• [Source information]:

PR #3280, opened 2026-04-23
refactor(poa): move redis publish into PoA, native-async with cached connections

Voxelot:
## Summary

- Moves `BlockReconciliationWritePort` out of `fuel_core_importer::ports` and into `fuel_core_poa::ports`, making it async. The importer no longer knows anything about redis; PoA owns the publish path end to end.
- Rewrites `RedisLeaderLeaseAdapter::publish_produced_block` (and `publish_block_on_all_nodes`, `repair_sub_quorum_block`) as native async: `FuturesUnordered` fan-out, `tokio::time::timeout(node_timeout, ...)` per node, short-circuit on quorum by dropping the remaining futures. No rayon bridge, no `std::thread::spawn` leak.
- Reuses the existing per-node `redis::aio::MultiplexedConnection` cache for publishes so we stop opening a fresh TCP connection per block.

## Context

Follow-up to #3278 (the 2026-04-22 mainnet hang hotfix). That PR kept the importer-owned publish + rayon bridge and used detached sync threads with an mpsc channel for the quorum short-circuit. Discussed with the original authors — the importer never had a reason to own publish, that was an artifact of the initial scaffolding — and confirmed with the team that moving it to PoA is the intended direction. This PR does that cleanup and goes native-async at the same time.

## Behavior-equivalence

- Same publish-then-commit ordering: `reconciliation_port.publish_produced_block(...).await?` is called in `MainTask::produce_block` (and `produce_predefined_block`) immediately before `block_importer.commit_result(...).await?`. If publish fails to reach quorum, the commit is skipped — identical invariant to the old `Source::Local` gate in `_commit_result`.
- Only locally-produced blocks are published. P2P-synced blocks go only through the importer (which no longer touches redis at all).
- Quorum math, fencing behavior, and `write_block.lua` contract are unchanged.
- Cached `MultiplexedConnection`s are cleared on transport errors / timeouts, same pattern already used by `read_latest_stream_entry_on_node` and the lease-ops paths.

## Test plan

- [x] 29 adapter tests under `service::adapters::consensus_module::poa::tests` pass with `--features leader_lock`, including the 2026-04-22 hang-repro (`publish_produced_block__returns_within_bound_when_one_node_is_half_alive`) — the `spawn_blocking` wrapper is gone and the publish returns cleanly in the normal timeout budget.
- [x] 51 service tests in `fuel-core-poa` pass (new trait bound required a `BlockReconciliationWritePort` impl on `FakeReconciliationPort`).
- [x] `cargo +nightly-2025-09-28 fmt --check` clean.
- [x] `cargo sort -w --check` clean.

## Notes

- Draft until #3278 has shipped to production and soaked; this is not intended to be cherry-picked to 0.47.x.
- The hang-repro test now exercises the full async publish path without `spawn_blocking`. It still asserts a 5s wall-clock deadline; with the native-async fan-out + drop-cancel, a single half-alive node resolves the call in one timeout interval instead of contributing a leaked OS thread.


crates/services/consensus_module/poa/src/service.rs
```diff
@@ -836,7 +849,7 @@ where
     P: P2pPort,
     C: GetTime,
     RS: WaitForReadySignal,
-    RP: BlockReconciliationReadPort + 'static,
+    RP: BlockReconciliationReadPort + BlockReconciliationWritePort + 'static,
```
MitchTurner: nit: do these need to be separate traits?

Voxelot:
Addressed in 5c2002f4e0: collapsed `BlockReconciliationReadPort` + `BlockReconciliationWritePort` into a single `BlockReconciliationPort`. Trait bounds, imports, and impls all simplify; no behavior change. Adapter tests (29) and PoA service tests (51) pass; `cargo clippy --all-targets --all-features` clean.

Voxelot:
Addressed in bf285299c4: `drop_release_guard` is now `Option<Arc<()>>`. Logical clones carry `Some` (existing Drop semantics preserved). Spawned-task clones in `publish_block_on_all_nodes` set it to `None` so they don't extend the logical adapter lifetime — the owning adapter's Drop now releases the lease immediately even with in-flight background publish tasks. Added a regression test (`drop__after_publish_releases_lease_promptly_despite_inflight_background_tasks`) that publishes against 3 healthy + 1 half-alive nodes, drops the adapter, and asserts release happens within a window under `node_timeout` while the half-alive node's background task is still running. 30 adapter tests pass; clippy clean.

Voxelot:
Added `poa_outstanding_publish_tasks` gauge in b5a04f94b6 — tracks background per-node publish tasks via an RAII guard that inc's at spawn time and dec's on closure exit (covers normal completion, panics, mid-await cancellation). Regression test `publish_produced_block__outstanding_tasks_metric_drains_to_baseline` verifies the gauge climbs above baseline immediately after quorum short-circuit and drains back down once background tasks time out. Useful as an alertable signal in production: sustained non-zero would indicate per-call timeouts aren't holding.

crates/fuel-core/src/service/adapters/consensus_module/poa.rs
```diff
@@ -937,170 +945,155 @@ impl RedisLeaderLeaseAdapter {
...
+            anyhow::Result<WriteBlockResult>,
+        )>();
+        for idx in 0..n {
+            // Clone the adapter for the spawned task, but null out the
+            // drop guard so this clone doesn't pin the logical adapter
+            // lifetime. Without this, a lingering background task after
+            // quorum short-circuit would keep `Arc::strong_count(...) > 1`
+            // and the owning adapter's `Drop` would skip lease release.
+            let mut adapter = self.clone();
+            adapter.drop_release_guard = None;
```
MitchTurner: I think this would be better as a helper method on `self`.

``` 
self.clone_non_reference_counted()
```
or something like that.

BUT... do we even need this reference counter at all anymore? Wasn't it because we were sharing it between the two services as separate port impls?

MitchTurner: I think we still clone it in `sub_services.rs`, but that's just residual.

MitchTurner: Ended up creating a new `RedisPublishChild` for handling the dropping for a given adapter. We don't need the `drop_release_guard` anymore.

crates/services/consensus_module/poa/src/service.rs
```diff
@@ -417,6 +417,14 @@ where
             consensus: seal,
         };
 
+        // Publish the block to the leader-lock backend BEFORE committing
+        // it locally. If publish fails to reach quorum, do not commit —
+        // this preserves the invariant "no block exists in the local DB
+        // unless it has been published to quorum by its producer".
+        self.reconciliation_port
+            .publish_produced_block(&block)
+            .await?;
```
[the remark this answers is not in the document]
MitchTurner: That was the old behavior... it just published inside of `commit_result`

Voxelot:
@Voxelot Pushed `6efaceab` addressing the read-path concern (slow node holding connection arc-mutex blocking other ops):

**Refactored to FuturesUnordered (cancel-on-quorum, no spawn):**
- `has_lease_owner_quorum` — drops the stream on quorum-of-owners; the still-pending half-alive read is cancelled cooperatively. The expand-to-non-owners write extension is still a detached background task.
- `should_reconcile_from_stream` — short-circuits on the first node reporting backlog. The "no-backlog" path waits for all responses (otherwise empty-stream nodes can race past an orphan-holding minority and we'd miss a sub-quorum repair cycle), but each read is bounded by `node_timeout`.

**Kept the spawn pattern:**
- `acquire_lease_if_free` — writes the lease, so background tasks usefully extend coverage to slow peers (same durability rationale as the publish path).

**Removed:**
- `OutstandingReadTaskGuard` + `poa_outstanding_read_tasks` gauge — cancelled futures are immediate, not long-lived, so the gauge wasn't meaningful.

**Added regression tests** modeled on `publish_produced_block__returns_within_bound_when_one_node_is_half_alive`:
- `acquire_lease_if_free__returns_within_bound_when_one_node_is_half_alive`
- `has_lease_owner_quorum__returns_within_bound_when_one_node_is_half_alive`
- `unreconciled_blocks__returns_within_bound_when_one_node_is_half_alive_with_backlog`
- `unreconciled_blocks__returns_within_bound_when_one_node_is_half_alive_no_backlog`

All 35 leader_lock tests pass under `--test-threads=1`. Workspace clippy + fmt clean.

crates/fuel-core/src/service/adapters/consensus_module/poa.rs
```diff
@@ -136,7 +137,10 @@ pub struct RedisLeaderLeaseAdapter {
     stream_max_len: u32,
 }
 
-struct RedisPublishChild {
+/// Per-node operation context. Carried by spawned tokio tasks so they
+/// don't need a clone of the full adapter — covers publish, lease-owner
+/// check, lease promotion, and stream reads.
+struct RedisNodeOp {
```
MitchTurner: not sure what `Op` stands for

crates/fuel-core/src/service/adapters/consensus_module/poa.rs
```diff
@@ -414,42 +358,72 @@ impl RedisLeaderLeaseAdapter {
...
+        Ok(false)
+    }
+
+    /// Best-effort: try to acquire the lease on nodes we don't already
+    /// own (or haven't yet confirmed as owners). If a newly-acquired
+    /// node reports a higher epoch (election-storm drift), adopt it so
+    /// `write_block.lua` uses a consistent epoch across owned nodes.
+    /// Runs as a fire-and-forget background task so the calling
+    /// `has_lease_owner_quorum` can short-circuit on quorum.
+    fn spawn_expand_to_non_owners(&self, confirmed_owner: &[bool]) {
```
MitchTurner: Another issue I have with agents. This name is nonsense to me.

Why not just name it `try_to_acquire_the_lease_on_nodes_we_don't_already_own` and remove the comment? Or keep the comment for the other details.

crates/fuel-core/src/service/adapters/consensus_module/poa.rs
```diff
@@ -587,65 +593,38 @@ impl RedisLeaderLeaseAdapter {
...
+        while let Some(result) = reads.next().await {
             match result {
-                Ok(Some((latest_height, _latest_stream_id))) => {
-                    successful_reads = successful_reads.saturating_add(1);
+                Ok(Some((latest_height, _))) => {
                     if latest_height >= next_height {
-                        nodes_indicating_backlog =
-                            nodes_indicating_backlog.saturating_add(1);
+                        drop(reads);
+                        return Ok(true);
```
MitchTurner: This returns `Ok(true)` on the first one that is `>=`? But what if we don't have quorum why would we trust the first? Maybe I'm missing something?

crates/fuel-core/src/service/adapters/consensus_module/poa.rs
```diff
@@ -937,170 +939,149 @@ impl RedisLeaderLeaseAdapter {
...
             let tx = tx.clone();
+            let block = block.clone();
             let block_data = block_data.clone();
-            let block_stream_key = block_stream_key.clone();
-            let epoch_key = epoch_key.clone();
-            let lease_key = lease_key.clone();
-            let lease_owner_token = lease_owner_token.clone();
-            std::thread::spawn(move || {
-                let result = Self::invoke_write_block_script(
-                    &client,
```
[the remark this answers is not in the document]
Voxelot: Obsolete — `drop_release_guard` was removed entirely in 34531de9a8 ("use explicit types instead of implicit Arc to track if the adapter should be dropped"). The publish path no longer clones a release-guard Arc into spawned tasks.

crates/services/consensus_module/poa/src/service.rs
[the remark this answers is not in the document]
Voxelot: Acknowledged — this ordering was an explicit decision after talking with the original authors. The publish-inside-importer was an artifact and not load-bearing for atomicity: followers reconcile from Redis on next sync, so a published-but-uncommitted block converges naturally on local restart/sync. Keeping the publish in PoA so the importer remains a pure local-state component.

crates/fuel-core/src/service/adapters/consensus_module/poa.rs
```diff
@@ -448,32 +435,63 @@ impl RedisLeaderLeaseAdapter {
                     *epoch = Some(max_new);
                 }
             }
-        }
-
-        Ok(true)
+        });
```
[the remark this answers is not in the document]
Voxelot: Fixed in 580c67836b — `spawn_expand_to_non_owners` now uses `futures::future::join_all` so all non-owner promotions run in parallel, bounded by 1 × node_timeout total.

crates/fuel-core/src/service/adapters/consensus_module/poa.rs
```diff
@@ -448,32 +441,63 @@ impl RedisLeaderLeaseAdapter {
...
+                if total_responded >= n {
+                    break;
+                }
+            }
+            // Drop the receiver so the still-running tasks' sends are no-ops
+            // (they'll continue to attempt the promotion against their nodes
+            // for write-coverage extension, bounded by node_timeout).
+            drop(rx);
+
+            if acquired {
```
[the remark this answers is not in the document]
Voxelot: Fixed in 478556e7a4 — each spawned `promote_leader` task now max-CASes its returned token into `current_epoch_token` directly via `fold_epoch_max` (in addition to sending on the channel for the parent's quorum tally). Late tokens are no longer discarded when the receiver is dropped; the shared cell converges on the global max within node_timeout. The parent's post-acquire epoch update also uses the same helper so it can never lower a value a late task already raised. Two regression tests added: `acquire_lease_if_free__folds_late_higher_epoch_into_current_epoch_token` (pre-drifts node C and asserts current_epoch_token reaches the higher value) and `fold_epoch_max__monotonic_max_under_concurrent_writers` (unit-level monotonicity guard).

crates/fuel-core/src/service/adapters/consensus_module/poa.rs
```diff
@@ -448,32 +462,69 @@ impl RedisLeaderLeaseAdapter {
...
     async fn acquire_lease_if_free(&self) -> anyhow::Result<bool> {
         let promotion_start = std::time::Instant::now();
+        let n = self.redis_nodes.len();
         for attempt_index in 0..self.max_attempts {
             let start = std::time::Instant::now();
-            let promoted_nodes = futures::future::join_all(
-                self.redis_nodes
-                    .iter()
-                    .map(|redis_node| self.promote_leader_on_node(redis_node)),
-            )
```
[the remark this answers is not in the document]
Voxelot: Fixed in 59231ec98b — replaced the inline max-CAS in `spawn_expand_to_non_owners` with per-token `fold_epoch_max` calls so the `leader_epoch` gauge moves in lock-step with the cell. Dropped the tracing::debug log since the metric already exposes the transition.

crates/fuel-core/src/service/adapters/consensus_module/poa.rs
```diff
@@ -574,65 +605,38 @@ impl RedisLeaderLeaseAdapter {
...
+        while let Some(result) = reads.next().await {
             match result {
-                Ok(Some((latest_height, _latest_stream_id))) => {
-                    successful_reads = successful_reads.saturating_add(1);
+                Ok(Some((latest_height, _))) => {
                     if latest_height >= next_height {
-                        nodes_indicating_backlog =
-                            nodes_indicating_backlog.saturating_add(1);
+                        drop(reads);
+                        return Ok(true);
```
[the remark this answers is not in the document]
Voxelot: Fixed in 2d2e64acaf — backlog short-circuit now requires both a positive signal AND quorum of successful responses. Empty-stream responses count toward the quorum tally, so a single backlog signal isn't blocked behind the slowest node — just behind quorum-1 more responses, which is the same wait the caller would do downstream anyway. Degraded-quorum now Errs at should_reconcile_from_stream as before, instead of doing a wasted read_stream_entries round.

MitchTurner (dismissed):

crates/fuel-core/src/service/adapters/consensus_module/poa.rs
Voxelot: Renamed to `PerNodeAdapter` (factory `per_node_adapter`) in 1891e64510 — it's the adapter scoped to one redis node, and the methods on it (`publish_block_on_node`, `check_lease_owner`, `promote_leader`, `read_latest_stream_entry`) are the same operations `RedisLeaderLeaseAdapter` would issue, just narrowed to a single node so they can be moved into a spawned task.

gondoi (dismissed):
--
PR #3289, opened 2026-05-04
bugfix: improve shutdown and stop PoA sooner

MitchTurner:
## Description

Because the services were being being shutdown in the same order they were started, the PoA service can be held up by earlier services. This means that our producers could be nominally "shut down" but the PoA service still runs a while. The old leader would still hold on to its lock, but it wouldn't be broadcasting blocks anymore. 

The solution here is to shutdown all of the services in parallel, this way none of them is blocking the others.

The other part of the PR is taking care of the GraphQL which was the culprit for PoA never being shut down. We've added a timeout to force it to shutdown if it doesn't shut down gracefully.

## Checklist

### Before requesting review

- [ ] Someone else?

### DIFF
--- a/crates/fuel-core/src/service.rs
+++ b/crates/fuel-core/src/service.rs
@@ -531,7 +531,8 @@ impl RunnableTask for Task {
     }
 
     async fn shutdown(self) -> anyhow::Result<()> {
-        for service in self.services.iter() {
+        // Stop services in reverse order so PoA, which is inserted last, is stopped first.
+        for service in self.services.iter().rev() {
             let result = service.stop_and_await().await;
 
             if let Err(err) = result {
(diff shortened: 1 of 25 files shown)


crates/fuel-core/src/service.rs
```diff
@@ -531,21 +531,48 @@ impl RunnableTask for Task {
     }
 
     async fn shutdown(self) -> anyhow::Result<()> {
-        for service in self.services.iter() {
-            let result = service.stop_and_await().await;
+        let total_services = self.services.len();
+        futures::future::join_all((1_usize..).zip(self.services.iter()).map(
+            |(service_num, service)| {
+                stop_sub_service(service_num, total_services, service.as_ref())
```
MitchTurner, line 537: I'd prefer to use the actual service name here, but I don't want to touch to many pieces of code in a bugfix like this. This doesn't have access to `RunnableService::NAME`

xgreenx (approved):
...
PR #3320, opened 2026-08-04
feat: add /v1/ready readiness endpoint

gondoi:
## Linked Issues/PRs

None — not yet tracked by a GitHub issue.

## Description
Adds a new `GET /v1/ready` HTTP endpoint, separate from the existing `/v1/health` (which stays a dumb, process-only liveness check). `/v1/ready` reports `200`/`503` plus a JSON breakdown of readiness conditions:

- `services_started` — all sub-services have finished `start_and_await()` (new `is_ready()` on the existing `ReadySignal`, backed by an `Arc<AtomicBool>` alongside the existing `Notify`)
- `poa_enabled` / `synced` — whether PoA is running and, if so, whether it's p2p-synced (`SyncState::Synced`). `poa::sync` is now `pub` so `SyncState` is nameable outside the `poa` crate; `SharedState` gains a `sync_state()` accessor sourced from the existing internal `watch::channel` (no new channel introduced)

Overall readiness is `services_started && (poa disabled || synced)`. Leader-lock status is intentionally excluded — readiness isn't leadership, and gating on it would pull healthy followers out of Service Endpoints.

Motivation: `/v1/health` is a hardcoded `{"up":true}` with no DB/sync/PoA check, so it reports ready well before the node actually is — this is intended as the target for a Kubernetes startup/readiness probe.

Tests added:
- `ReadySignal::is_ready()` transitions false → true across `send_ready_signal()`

• [Your task]: What lines above contain the string "dismissed"? Copy all of them.

• [Output for this exercise]:
MitchTurner (dismissed):
gondoi (dismissed):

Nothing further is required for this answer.